PR #17577, opened 2025-05-19
Ensure strings with yellow background in tracebacks are visible

### LINKED ISSUE #17576: Unreadable strings in tracebacks (yellow text on yellow background)
## Description
Strings in tracebacks are formatted with yellow text, but there are cases where they will also have a yellow background, which makes them impossible to read.
This affects the light, dark and dark (high contrast) themes.

Image

There exists a CSS rule in the dark themes to set the text black (introduced in #13249, and later copied with the addition of the high contrast theme), but it currently does not have precedence for the string (with yellow foreground color) due to the use of `:where`. It does apply correctly to the function names and parenthesis, which would be white if the rule is manually disabled:
Image)

## Reproduce
Any python code rendering strings in a traceback where they would have a yellow background, such as:
```python
def test(string):
    raise

test('hello')
```

## Expected behavior
If the text was black on yellow background, it would be very easy to read.

I see a few ways of addressing this problem, other suggestions are welcome:
1. Add `!important` to the CSS rule fixing the illegible text in the dark themes and copy this rule in the light theme CSS.
2. Remove the `:where` CSS function to increase its precedence and copy this rule to the light theme.
3. **Recommended**:  Remove the `:where` CSS function to increase its precedence and move this rule in the base CSS file rather than duplicating it in the three separate theme files
4. _More complex_: Prevent the creation of HTML elements with both `ansi-yellow-fg`  and `ansi-yellow-bg` classes.

## Context

- Operating System and version: Ubuntu 24.04
- Browser and version: Firefox 138.0
- JupyterLab version: 4.5.0a0 (also tested and reproduced with 3.6.8) 

---

I would be happy to open a PR with one of the simpler fixes.

# 🐍 🤹‍♂

EtiennePelletier:
## References
Fixes #17576

## Code changes

As the bug is not not specific to any of the three built-in themes, I opted to move the existing rule in the base CSS file, and remove the `:where` CSS function that reduced its specificity. I believe this is a better solution than using `!important` or duplicating the same rule across multiple theme files. In all cases, black text on a yellow background is very readable. Feedback is welcome!

## User-facing changes

Users will now be able to read strings that are part of exceptions where content has a yellow background.

image

# :snake: :man_juggling:

### DIFF
--- a/packages/rendermime/style/base.css
+++ b/packages/rendermime/style/base.css
@@ -213,6 +213,11 @@
   padding-top: var(--jp-code-padding);
 }
 
+/* fix illegible yellow text with yellow background in exception stacktrace */
+.jp-RenderedText pre .ansi-yellow-bg.ansi-yellow-fg {
+  color: black;
+}
+
 /*-----------------------------------------------------------------------------
 | RenderedLatex
 |----------------------------------------------------------------------------*/


krassowski (approved):
Tested to confirm that this does not make it worse on IPython 8.x and does improve it on IPython 9.x

| IPython 9 | IPython 8 |
|--|--|
| image | image |

krassowski:
Though it's a pity that numbers are no longer highlighted. This is why there was `:where` in the first place. We can either ship this patch with a small degradation of highlighting but with the strings being legible in 9.x, or wait for a patch in IPython.

krassowski:
It looks like it needs a lint pass:

```
[warn] packages/rendermime/style/base.css
```

EtiennePelletier:
Thank you for the advice. Considering the issue will likely be fixed upstream in IPython, I also think it would make sense to patch only the yellow fg+bg edge case within Jupyterlab. I will work on this and amend the pull request.

EtiennePelletier:
Here's the new before/after with IPython 9 with the modified PR, only the strings are affected:
image

krassowski (approved):
Thank you @EtiennePelletier!

Issue #16746, opened 2024-09-05
Horizontal line - created invalid empty header in TOC


stefansimik:
## Description

Issue is very easy and reproducible:

Simply, when one write "---" (3 dashes) in Markdown, it creates horizontal line. This works fine.
Problem is, that it also creates invalid empty header in TOC.

See on the picture:

![CleanShot 2024-09-05 at 11 11 42@2x](https://github.com/user-attachments/assets/747f7a2a-bd95-430f-880e-29c35584ee35)

## Reproduce

Very easily, simply write 3 dashes anywhere (as simple paragraph = enter before + after)

## Expected behavior

When there are only 3 dashes - it should not create empty header in TOC.

Nobody wants to really create header with empty content (that would not make any sense), 
so this special scenario should be always treaded like intent to write horizontal line (not intent to write header).

## Context

- Operating System and version: MacOS Sonome v.14.6.1   (M1 chip)
- Browser and version: Chrome 128.0.6613.113 (Official Build) (arm64)
- JupyterLab version: 4.2.5

<details><summary>Troubleshoot Output</summary>
<pre>
$PATH:
	/opt/anaconda3/envs/mlcourse/bin
	/opt/anaconda3/condabin
	/usr/local/bin
	/System/Cryptexes/App/usr/bin
	/usr/bin
	/bin
	/usr/sbin
	/sbin
	/var/run/com.apple.security.cryptexd/codex.system/bootstrap/usr/local/bin
	/var/run/com.apple.security.cryptexd/codex.system/bootstrap/usr/bin
	/var/run/com.apple.security.cryptexd/codex.system/bootstrap/usr/appleinternal/bin
	/Users/stesim/Applications/quarto/bin
	/Users/stesim/Library/Application Support/JetBrains/Toolbox/scripts

sys.path:
	/opt/anaconda3/envs/mlcourse/bin
	/opt/anaconda3/envs/mlcourse/lib/python312.zip
	/opt/anaconda3/envs/mlcourse/lib/python3.12
	/opt/anaconda3/envs/mlcourse/lib/python3.12/lib-dynload
	/opt/anaconda3/envs/mlcourse/lib/python3.12/site-packages

sys.executable:
	/opt/anaconda3/envs/mlcourse/bin/python

sys.version:
	3.12.5 | packaged by conda-forge | (main, Aug  8 2024, 18:32:50) [Clang 16.0.6 ]

platform.platform():
[...]

PR #17583, opened 2025-05-20
Enhancing the TOC logic

itsmevichu:
> I think we could have a reasonable performance without increasing the API surface with the following approach:
> - populate ToC asynchronously cell by cell
> - for markdown cells render them to HTML in full; if they are rendered in notebook maybe just reuse the rendered content, if not do that async or in a worker
> - parse headings out of generated HTML
> - do not parse the markdown cell again until its content or type changed
_Originally posted by @krassowski in https://github.com/jupyterlab/jupyterlab/issues/16456#issuecomment-2165630236_

This PR enhances the overall TOC logic as per the above comment.

Fixes the below issues:
- https://github.com/jupyterlab/jupyterlab/issues/16371
- https://github.com/jupyterlab/jupyterlab/issues/16746
- https://github.com/jupyterlab/jupyterlab/issues/15902


itsmevichu:
@krassowski @fcollonval Please take a look at the code and share any comments. I'll update or add unit tests after your review.

packages/fileeditor/src/toc/markdown.ts
```diff
@@ -34,30 +46,40 @@ export class MarkdownTableOfContentsModel extends TableOfContentsModel<
...
 export class MarkdownTableOfContentsFactory extends EditorTableOfContentsFactory {
+  parser: IMarkdownParser | null;
+
+  constructor(
+    tracker: WidgetTracker<IDocumentWidget<FileEditor>>,
+    parser: IMarkdownParser | null
+  ) {
+    super(tracker);
+    this.parser = parser;
+  }
```
krassowski, line 81: Can we make it protected?

```suggestion
  constructor(
    tracker: WidgetTracker<IDocumentWidget<FileEditor>>,
    protected parser: IMarkdownParser | null
  ) {
    super(tracker);
  }
```

packages/cells/src/widget.ts
```diff
@@ -324,6 +324,9 @@ export class Cell<T extends ICellModel = ICellModel> extends Widget {
     return new Array<Cell.IHeading>();
```
krassowski, line 324: Do we want to deprecate the old getters?

packages/cells/src/widget.ts
```diff
@@ -324,6 +324,9 @@ export class Cell<T extends ICellModel = ICellModel> extends Widget {
...
   }
 
+  public async getHeadings(): Promise<Cell.IHeading[]> {
```
krassowski, line 327: Let's add a docstring explaining that this is preferred over `get heading`.

packages/fileeditor/src/toc/markdown.ts
```diff
@@ -18,6 +20,16 @@ export class MarkdownTableOfContentsModel extends TableOfContentsModel<
   IEditorHeading,
   IDocumentWidget<FileEditor, DocumentRegistry.IModel>
 > {
+  protected parser: IMarkdownParser | null;
+
+  constructor(
+    widget: IDocumentWidget<FileEditor>,
+    parser: IMarkdownParser | null,
+    configuration?: TableOfContents.IConfig | undefined
```
krassowski, line 28: Can you move `parser` to the end of the arguments list so that we don't break compatibility with downstream code which used `new MarkdownTableOfContentsModel(widget, configuration)`?

packages/toc/src/utils/markdown.ts
```diff
@@ -62,88 +62,41 @@ export async function getHeadingId(
...
-      let frontmatterEndLineIdx = lineIdx + 1;
-      frontmatterEndLineIdx < lines.length;
-      frontmatterEndLineIdx++
-    ) {
-      if (lines[frontmatterEndLineIdx] === '---') {
-        lineIdx = frontmatterEndLineIdx + 1;
-        break;
-      }
-    }
+export async function getHeadings(
```
krassowski, line 65: Can you rename this to `parseHeadings` and leave the old `getHeadings` as-is for backward compatibility, but mark the old `getHeadings` as deprecated in favour of async `parseHeadings`?

krassowski (commented):
This looks good to me, thank you @itsmevichu! Just a few suggestions to allow releasing this in a minor version by making sure we are not introducing any breaking API changes.

jtpio:
Many thanks @itsmevichu for working on this!

This seems to indeed be fixing many issues related to the table of contents.

For example this:

```
<h1 style="color: orange;">Test title, <code style="background-color: transparent;">foo</code> and <code style="background-color: transparent;">bar</code></h1>
```

Doesn't render correctly in 4.4.3:

image


And renders fine with this PR 🎉 

image



Wondering if there is a way to have this PR be a bug fix instead of targeting 4.5.0?

packages/fileeditor-extension/src/index.ts
```diff
@@ -89,7 +90,8 @@ const plugin: JupyterFrontEndPlugin<IEditorTracker> = {
     IEditorLanguageRegistry,
     IEditorThemeRegistry,
     IDefaultFileBrowser,
-    ISettingRegistry
+    ISettingRegistry,
+    IMarkdownParser
```
krassowski: This should be in `optional`, not in `requires`.

krassowski: This is the cause of the remaining failures on CI I believe (hopefully only this):

```
Parsed an error from text content: undefined TypeError: translator.load is not a function
Parsed an error from text content: undefined Plugin '@jupyterlab/fileeditor-extension:plugin' failed to activate.
Parsed an error from text content: undefined Plugin '@jupyterlab/debugger-extension:files' failed to activate.
Parsed an error from text content: undefined Plugin '@jupyterlab/fileeditor-extension:cursor-position' failed to activate.
Parsed an error from text content: undefined Plugin '@jupyterlab/fileeditor-extension:completer' failed to activate.
Parsed an error from text content: undefined Plugin '@jupyterlab/fileeditor-extension:language-server' failed to activate.
Parsed an error from text content: undefined Plugin '@jupyterlab/fileeditor-extension:editor-syntax-status' failed to activate.
Parsed an error from text content: undefined Plugin '@jupyterlab/fileeditor-extension:tab-space-status' failed to activate.
Parsed an error from text content: undefined Plugin '@jupyterlab/tooltip-extension:files' failed to activate.
```

This is because `requires` + `optional` get concatenated and the order of arguments in `activate` must match the order in the concatenated arrays.

I will push a fix.

krassowski: Resolved in 2f120993dd9be3f23b7651db5ef4c0e8be3a7590

krassowski:
The visual test failures appear related. All `Collapsible Headings` tests are either failing or flaky, and `Table of Contents › Notebook context menu` seems to be failing with the required heading not showing up.

krassowski:
So I think the issue is that `maybeCreateCollapseButton` gets called when `headings` is still an empty array (since it now gets populated async). We need some kind of a signal which fires when headings get asynchronously updated

https://github.com/jupyterlab/jupyterlab/blob/2f120993dd9be3f23b7651db5ef4c0e8be3a7590/packages/cells/src/widget.ts#L2368-L2369

https://github.com/jupyterlab/jupyterlab/blob/2f120993dd9be3f23b7651db5ef4c0e8be3a7590/packages/cells/src/widget.ts#L2196-L2198

itsmevichu:
Instead of adding a new signal, I just waited on `cell.getHeadings().then(...)` before rendering the collapse logic. That way, it only shows up once the headings are actually resolved.

Also in the UI visualization tests, I've added a wait to allow the collapse behavior to finish before assertions.

krassowski:
Thank you for your work on it, great progress!

It looks like two more tests are failing consistently:

```
    [jupyterlab] › test/jupyterlab/notebook-edit.test.ts:123:7 › Notebook Edit › Move cells up ─────
    [jupyterlab] › test/jupyterlab/toc.test.ts:64:7 › Table of Contents › Notebook context menu ────
```

In `Move cells up` the collapse triangle does not show up in time, I guess this could be solved with a small timeout, in `Notebook context menu` the `HTML title` is not visible in the ToC and does not show up within 1 minute which seems more serious.

itsmevichu:
Thanks! I had already addressed those issues but forgot to push the changes 😅.

krassowski:
Hmm.. It feels like there is a distinct lag about one second until the ToC gets updated which is why there is ~1s timeout required in tests. It looks like it comes from this place:

https://github.com/jupyterlab/jupyterlab/blob/22562319f14b87e46df9d984f47bf587593f52f3/packages/toc/src/factory.ts#L11-L70

I wonder, did refactor to async made it slower, or was it slow all along?

We can do that separately but I would probably vote to decrease the timeout to maybe 200ms or so.

itsmevichu:
Async is actually causing a bit of delay, which is noticeable in the heading collapse logic, but it’s not really visible in the ToC because the timeout there was already set to 1000ms.
After changing the timeout to 200ms, I noticed a good improvement. The headings get resolved quicker, so the collapse logic works smoothly now since it will fetch from the cache.

So, I’ve now removed the timeouts from the tests;

itsmevichu:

•••••

AIM OF THE EXERCISE:
What is needed is a word-for-word copy of the records above, from the first line through the line that contains "light theme CSS.".

SOLVED PROBLEM:
PR #17577, opened 2025-05-19
Ensure strings with yellow background in tracebacks are visible

### LINKED ISSUE #17576: Unreadable strings in tracebacks (yellow text on yellow background)
## Description
Strings in tracebacks are formatted with yellow text, but there are cases where they will also have a yellow background, which makes them impossible to read.
This affects the light, dark and dark (high contrast) themes.

Image

There exists a CSS rule in the dark themes to set the text black (introduced in #13249, and later copied with the addition of the high contrast theme), but it currently does not have precedence for the string (with yellow foreground color) due to the use of `:where`. It does apply correctly to the function names and parenthesis, which would be white if the rule is manually disabled:
Image)

## Reproduce
Any python code rendering strings in a traceback where they would have a yellow background, such as:
```python
def test(string):
    raise

test('hello')
```

## Expected behavior
If the text was black on yellow background, it would be very easy to read.

I see a few ways of addressing this problem, other suggestions are welcome:
1. Add `!important` to the CSS rule fixing the illegible text in the dark themes and copy this rule in the light theme CSS.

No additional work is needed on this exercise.